((

PR #8706, opened 2024-01-04
Changed probation APIs to roles APIs & cleanup old probation files

danieljames-dj:


WcaOnRails/app/controllers/api/v0/user_roles_controller.rb
```diff
@@ -183,9 +183,9 @@ def index_for_group_type
 
   def create
     user_id = params.require(:userId)
-    group_id = params.require(:groupId)
+    group_id = params[:groupId] || UserGroup.find_by(group_type: params.require(:groupType)).id
 
-    if group_id.include?("_") # Temporary hack to support some old system roles, will be removed once all roles are
+    if group_id.is_a?(String) && group_id.include?("_") # Temporary hack to support some old system roles, will be removed once all roles are
```
gregorbg, line 188: Not a big fan of doing two separate things in one endpoint.

What about something like `def create_by_id` and `create_by_type` instead? I am open to other names if you can think about a better naming.

As a general rule of thumb: When you need to do type-checks in a weakly-typed programming language, there's at least 80% chance that your code design is flawed.

gregorbg (changes requested):
General question about the context of this PR: Why are you migrating the start probation part but not the end probation part?

This looks especially unintuitive in the tests because this PR deletes the "start probation" cases but keeps the "end probation" cases

WcaOnRails/app/controllers/api/v0/user_roles_controller.rb
danieljames-dj: Basically, `create` method is to create a new role. The final body of `create` method (at the end of roles project) will be something like:

```
def create
  # initialization of all params like `user_id`, `group_id`, etc.
  # creation of metadata based on `group_type`
  role = UserRole.create!(
    ...
  )
  RoleChangeMailer.notify_role_start(role, current_user).deliver_later
  render json: {
    success: true,
  }
end
```

The current code inside `if` block is to create `team_member`, so that once migrated to `user_roles`, the backend can be silently changed to new way.

Also, I didn't change anything inside `if` block. The `group_id` is ideally integer, but for temporary cases, the group_id is string. So to handle those cases, it's converted into string.

danieljames-dj (commented):
The reason why I didn't migrate `end_probation` is because the `end_probation` code has to ideally go to `update` method of `user_roles_controller`. But the `update` method is still bit messy and need some cleanup before migration. So I thought will migrate `start_probation` alone for now, and will migrate `end_probation` once the cleanup is done.

gregorbg:
Hrm, I see your point. But then I don't see the value of holding back the end_probation change now.
Why not just wait until the cleanup is done and then migrate both at once? What benefit do we get from migrating only the start_probation part?

danieljames-dj:
> Hrm, I see your point. But then I don't see the value of holding back the end_probation change now. Why not just wait until the cleanup is done and then migrate both at once? What benefit do we get from migrating only the start_probation part?

Okay, I'm fine with holding this PR for a while. The benefit that I would get by merging this is, in one of my next upcoming PR where I migrate translators to roles & groups, if this PR is already merged I won't have to do much in backend for the API to create new translator. :-)

danieljames-dj:
After some thoughts, cleanup is dependent on many prior migrations and it'll be better if I move the end probation too now, so that this will be helpful for other PRs. Hence I've migrated the end_probation API as well to roles API.

WcaOnRails/app/controllers/api/v0/user_roles_controller.rb
gregorbg: Okay, granted as an exception because this will be cleaned up after the transition is complete :)

gregorbg (approved):

PR #10319, opened 2024-11-25
Add optional argument to run bash in console.sh

FinnIckler:
For when we want to run rake tasks on the server


dunkOnIT (approved):
Tested locally, works perfectly!

PR #10321, opened 2024-11-25
Change `console.sh` command to `bash` not `rails c`

dunkOnIT:
Tested locally and it works - this lets us run rake tasks etc using the same commands that we would locally


FinnIckler:
I opened this https://github.com/thewca/worldcubeassociation.org/pull/10319 a couple of hours ago

PR #10323, opened 2024-11-25
Use a Context for fetching Registrations

FinnIckler:
From my basic testing everything seems to work as expected. Would like someone more confident in Context design weigh in if stuff like 
```
const isRegistered = Boolean(registration) && registration.competing.registration_status !== 'cancelled';
const isAccepted = isRegistered && registration.competing.registration_status === 'accepted';
const isRejected = isRegistered && registration.competing.registration_status === 'rejected';
```
makes sense to expose in the Context or not


app/webpacker/components/RegistrationsV2/lib/RegistrationProvider.js
```diff
@@ -0,0 +1,60 @@
...
+  const value = {
+    isRegistered,
+    isAccepted,
+    isRejected,
+    hasPaid,
+    registration,
+    refetchRegistration,
+    isFetching,
+    isProcessing,
+    setIsProcessing,
```
kr-matthews, line 44: I'm not super familiar with the details here, but it seems weird to expose `setIsProcessing` to any component that wants it. It feels like this context/hook should be handling that internally and just expose `isProcessing`.

Possibly the query and effect in `Processing.jsx` could/should be moved here to accomplish that?

kr-matthews (commented):
> Would like someone more confident in Context design weigh in if stuff like
> 
> ```
> const isRegistered = Boolean(registration) && registration.competing.registration_status !== 'cancelled';
> const isAccepted = isRegistered && registration.competing.registration_status === 'accepted';
> const isRejected = isRegistered && registration.competing.registration_status === 'rejected';
> ```
> 
> makes sense to expose in the Context or not

Makes sense to me :+1:

app/webpacker/components/RegistrationsV2/lib/RegistrationProvider.js
FinnIckler: mh.. that is true, my goal was to allow for it to be set by the backend as well (if someone refreshes), but that can be accomplished without exposing the isProcessing method

app/webpacker/components/RegistrationsV2/lib/RegistrationProvider.js
```diff
@@ -0,0 +1,97 @@
...
+import { setMessage } from '../Register/RegistrationMessage';
+import pollRegistrations from '../api/registration/get/poll_registrations';
+
+const REFETCH_INTERVAL = 3000;
+
+const RegistrationContext = createContext();
+
+export default function RegistrationProvider({ competitionInfo, userInfo, children }) {
+  const dispatch = useDispatch();
+  const [isProcessing, setIsProcessing] = useState(false);
```
kr-matthews, line 16: It would be helpful to distinguish between polling and processing (though the corresponding booleans are often equal). I think many uses of `isProcessing` (including this state) should be `isPolling`, and `startProcessing` should be `startPolling`. This hook/provider should still expose `isProcessing`, but via `pollingData && !pollingData.processing` rather than the (renamed) `isPolling` state.

I didn't really understand what the code was trying to do until I made this distinction in my head.

app/webpacker/components/RegistrationsV2/Register/Processing.jsx
```diff
@@ -1,31 +1,18 @@
...
-  });
   useEffect(() => {
-    const processingComplete = competitionInfo.registration_version === 'v2' ? data?.status?.competing === 'pending'
-      : data && !data.processing;
-    if (processingComplete) {
+    if (!isProcessing) {
       onProcessingComplete();
     }
-  }, [competitionInfo.registration_version, data, onProcessingComplete]);
+  }, [isProcessing]);
```
kr-matthews, line 13: I think this could be hoisted up to `CompetingStep`, since that component now has direct access to `isProcessing`. `Processing` can just be static UI with no side effects.

kr-matthews (dismissed):

kr-matthews:
> This works, but now `isProcessing: pollingStatus !== 'success' || pollingData.processing` feels a bit weird to me because `isProcessing` will be true before we start polling (you have to do this otherwise isProcessing will be false during the fetching of the data). Maybe processing should be a string with 'pending', 'processing' and 'processed' instead?

Hm I thought `isPolling` would be only inside the provider, and not shared via the hook (only `isProcessing` and `startPolling` provided). The point of polling is to figure out whether you're done processing right? Components should only care whether the registration is processing, not how we're figuring that out (i.e. with polling). Although I guess that's already broken if they have access to `startPolling`...

I feel like maybe the provider should be responsible for doing the registration actions too, e.g. `refetchRegistration` that `CompetingStep` is currently calling. Then `CompetingStep` doesn't have to observe `isProcessing` and `isPolling`, and can just observe `registration` or some other property and see directly from that when to call `nextStep()` (I think? I'm not familiar with the backend/processing part of registrations, so maybe I don't know what I'm talking about).

FinnIckler:
Seems like this still works after the merge. Maybe we should use that test matrix again to test, after the registration error message refactor?

app/webpacker/components/RegistrationsV2/lib/RegistrationProvider.js
```diff
@@ -0,0 +1,103 @@
...
+      {children}
+    </RegistrationContext.Provider>
+  );
+}
+
+export const useRegistration = () => {
+  const context = useContext(RegistrationContext);
+  if (!context) {
+    throw new Error('useRegistration must be used within a RegistrationProvider');
+  }
```
gregorbg, line 101: Is this really necessary? I don't feel like we're doing this for any other contexts, or are we?

app/webpacker/components/RegistrationsV2/lib/RegistrationProvider.js
```diff
@@ -0,0 +1,103 @@
...
+    hasPaid,
+    isAccepted,
+    isFetching,
+    isRegistered,
+    isRejected,
+    isPolling,
+    refetchRegistration,
+    registration,
+    pollingData,
+    startPolling]);
```
gregorbg, line 88:
```suggestion
    startPolling,
  ]);
```

app/webpacker/components/RegistrationsV2/lib/RegistrationProvider.js
```diff
@@ -0,0 +1,103 @@
...
+      dispatch(
+        showMessage(
+          `competitions.registration_v2.errors.${error?.response?.data?.json?.error || 'unknown'}`,
+          'negative',
+        ),
+      );
+    },
+  });
+
+  const isRegistered = Boolean(registration) && registration.competing.registration_status !== 'cancelled';
```
gregorbg, line 60: Why is the explicit cast to a boolean necessary here?

app/webpacker/components/RegistrationsV2/lib/RegistrationProvider.js
```diff
@@ -0,0 +1,103 @@
...
+  const stopPolling = useCallback(() => {
+    setIsPolling(false);
+  }, [setIsPolling]);
+
+  const { data: pollingData, status: pollingStatus } = useQuery({
+    queryKey: ['registration-status-polling', userInfo.id, competitionInfo.id],
+    queryFn: async () => pollRegistrations(userInfo.id, competitionInfo),
+    refetchInterval: REFETCH_INTERVAL,
+    onSuccess: () => {
+      setPollCounter(pollCounter + 1);
```
gregorbg, line 32:
```suggestion
      setPollCounter((prevCounter) => prevCounter + 1);
```

gregorbg: Makes it a little less dependent on `pollCounter`

app/webpacker/components/RegistrationsV2/RegistrationEdit/RegistrationEditor.jsx
```diff
@@ -67,7 +63,7 @@ export default function RegistrationEditor({ competitor, competitionInfo }) {
     },
     onSuccess: (data) => {
       queryClient.setQueryData(
-        ['registration-admin', competitionInfo.id, competitor.id],
+        ['registration', competitionInfo.id, competitor.id],
```
gregorbg, line 66: Will this cause problems if you're "meddling" with the query state inside the context?

app/webpacker/components/RegistrationsV2/Register/Processing.jsx
```diff
@@ -1,30 +1,13 @@
...
-  });
-  useEffect(() => {
-    const processingComplete = data && !data.processing;
-    if (processingComplete) {
-      onProcessingComplete();
-    }
-  }, [data, onProcessingComplete]);
   return (
-    <Modal open={data?.status?.competing !== 'pending' || !data?.processing} dimmer="blurring">
+    <Modal open dimmer="blurring">
```
gregorbg, line 10: Why is it suddenly viable to keep the modal always open?

app/webpacker/components/RegistrationsV2/lib/RegistrationProvider.js
FinnIckler: doesn't look like it is

app/webpacker/components/RegistrationsV2/Register/Processing.jsx
FinnIckler: because of 
```
{isPolling && (
        <Processing
          competitionInfo={competitionInfo}
          user={user}
        />
      )}
```

app/webpacker/components/RegistrationsV2/RegistrationEdit/RegistrationEditor.jsx
kr-matthews: It would probably be better if the context/hook was doing the mutation internally, and providing `updateRegistrationMutation` and `isUpdating` to this component.

app/webpacker/components/RegistrationsV2/Register/Processing.jsx
```diff
@@ -1,30 +1,13 @@
-import { useQuery } from '@tanstack/react-query';
-import React, { useEffect, useState } from 'react';
+import React from 'react';
 import { Message, Modal } from 'semantic-ui-react';
 import I18n from '../../../lib/i18n';
-import pollRegistrations from '../api/registration/get/poll_registrations';
+import { useRegistration } from '../lib/RegistrationProvider';
 
-const REFETCH_INTERVAL = 3000;
+export default function Processing() {
```
kr-matthews, line 6: Might make more sense to name this component/file `ProcessingModal`.

app/webpacker/components/RegistrationsV2/Register/RegistrationOverview.jsx
```diff
@@ -13,21 +13,21 @@ import { useDispatch } from '../../../lib/providers/StoreProvider';
...
   const hasRegistrationEditDeadlinePassed = hasPassed(
     competitionInfo.event_change_deadline_date ?? competitionInfo.start_date,
   );
 
-  const isRejected = registration.competing.registration_status === 'rejected';
-
   const deleteAllowed = (competitionInfo.competitor_can_cancel === 'always')
-    || (competitionInfo.competitor_can_cancel === 'not_accepted' && registration.competing.registration_status !== 'accepted')
+    || (competitionInfo.competitor_can_cancel === 'not_accepted' && !isAccepted)
     || (competitionInfo.competitor_can_cancel === 'unpaid' && !registration.payment?.has_paid);
```
kr-matthews, line 31: `useRegistration` provides `hasPaid`

app/webpacker/components/RegistrationsV2/Register/index.jsx
```diff
@@ -122,7 +107,6 @@ function Register({
             preferredEvents={preferredEvents}
             competitionInfo={competitionInfo}
             registration={registration}
```
kr-matthews, line 109: StepPanel could access registration itself via the hook.

kr-matthews (commented):
I could look into encapsulating the update registration mutation and the polling if you want, maybe as a follow-up PR since this one has been up for a while and seems to work right now.

app/webpacker/components/RegistrationsV2/Register/index.jsx
FinnIckler: it actually does, just didn't remove that

app/webpacker/components/RegistrationsV2/RegistrationEdit/RegistrationEditor.jsx
FinnIckler: I tried this out, but I need to call `nextStep` in the `onSuccess`, and I can't do that if I move it to the Context.

app/webpacker/components/RegistrationsV2/Register/CompetingStep.jsx
```diff
@@ -94,6 +93,13 @@ export default function CompetingStep({
     }
   }, [isRegistered, registration, setSelectedEventIds]);
 
+  useEffect(() => {
+    if (isPolling && !isProcessing) {
+      refetchRegistration();
+      nextStep();
+    }
+  }, [isPolling, isProcessing, nextStep, refetchRegistration]);
```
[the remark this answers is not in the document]
FinnIckler: same, I can't call `nextStep` from the provider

))

▸ Task to complete: Pull out every line in the material above where "include" occurs.

▸ Solution for this task:
-    if group_id.include?("_") # Temporary hack to support some old system roles, will be removed once all roles are
+    if group_id.is_a?(String) && group_id.include?("_") # Temporary hack to support some old system roles, will be removed once all roles are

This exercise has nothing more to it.